- **Supplied data**
PR #368, opened 2019-09-24
Implementation of org.freedesktop.portal.FileChooser::SaveFiles

### LINKED ISSUE #158: Cannot save multiple files via org.freedesktop.portal.FileChooser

- **What this task involves**
Provide an exact transcript of the lines from the one that holds "Implementation of org.freedesktop.portal.FileChooser::SaveFiles" through the final line of the data above.

- **Your solution**
Implementation of org.freedesktop.portal.FileChooser::SaveFiles

### LINKED ISSUE #158: Cannot save multiple files via org.freedesktop.portal.FileChooser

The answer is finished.